** WORK ITEM **
Keeping every word and mark, copy all of the data.

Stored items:

-------------------------

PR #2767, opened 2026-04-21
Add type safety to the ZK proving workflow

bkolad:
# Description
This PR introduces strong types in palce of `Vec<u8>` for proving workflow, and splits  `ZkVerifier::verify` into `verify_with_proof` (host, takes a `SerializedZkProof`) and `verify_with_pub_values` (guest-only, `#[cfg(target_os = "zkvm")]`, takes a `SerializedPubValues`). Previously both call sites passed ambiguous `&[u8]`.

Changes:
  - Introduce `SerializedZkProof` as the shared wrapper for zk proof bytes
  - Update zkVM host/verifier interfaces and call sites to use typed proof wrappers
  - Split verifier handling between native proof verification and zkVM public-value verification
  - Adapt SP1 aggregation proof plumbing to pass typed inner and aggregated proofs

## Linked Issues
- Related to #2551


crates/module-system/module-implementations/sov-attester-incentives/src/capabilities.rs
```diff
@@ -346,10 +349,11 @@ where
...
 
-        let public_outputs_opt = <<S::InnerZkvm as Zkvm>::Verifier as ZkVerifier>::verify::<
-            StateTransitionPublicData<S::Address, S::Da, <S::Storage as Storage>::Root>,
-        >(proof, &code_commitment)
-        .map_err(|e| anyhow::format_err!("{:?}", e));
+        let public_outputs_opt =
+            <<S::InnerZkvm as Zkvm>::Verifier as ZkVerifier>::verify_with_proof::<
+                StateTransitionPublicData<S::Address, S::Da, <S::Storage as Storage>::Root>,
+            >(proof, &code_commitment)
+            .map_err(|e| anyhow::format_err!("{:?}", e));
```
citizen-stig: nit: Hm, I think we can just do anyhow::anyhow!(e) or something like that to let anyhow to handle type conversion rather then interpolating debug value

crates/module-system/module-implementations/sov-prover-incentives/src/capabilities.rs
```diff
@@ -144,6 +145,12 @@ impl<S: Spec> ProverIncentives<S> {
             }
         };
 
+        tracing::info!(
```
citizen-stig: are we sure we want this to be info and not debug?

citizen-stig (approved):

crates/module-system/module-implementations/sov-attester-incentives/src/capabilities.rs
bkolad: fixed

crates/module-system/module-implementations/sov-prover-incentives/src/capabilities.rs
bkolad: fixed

-------------------------

** SOLUTION FOR THIS PROBLEM **
PR #2767, opened 2026-04-21
Add type safety to the ZK proving workflow

bkolad:
# Description
This PR introduces strong types in palce of `Vec<u8>` for proving workflow, and splits  `ZkVerifier::verify` into `verify_with_proof` (host, takes a `SerializedZkProof`) and `verify_with_pub_values` (guest-only, `#[cfg(target_os = "zkvm")]`, takes a `SerializedPubValues`). Previously both call sites passed ambiguous `&[u8]`.

Changes:
  - Introduce `SerializedZkProof` as the shared wrapper for zk proof bytes
  - Update zkVM host/verifier interfaces and call sites to use typed proof wrappers
  - Split verifier handling between native proof verification and zkVM public-value verification
  - Adapt SP1 aggregation proof plumbing to pass typed inner and aggregated proofs

## Linked Issues
- Related to #2551


crates/module-system/module-implementations/sov-attester-incentives/src/capabilities.rs
```diff
@@ -346,10 +349,11 @@ where
...
 
-        let public_outputs_opt = <<S::InnerZkvm as Zkvm>::Verifier as ZkVerifier>::verify::<
-            StateTransitionPublicData<S::Address, S::Da, <S::Storage as Storage>::Root>,
-        >(proof, &code_commitment)
-        .map_err(|e| anyhow::format_err!("{:?}", e));
+        let public_outputs_opt =
+            <<S::InnerZkvm as Zkvm>::Verifier as ZkVerifier>::verify_with_proof::<
+                StateTransitionPublicData<S::Address, S::Da, <S::Storage as Storage>::Root>,
+            >(proof, &code_commitment)
+            .map_err(|e| anyhow::format_err!("{:?}", e));
```
citizen-stig: nit: Hm, I think we can just do anyhow::anyhow!(e) or something like that to let anyhow to handle type conversion rather then interpolating debug value

crates/module-system/module-implementations/sov-prover-incentives/src/capabilities.rs
```diff
@@ -144,6 +145,12 @@ impl<S: Spec> ProverIncentives<S> {
             }
         };
 
+        tracing::info!(
```
citizen-stig: are we sure we want this to be info and not debug?

citizen-stig (approved):

crates/module-system/module-implementations/sov-attester-incentives/src/capabilities.rs
bkolad: fixed

crates/module-system/module-implementations/sov-prover-incentives/src/capabilities.rs
bkolad: fixed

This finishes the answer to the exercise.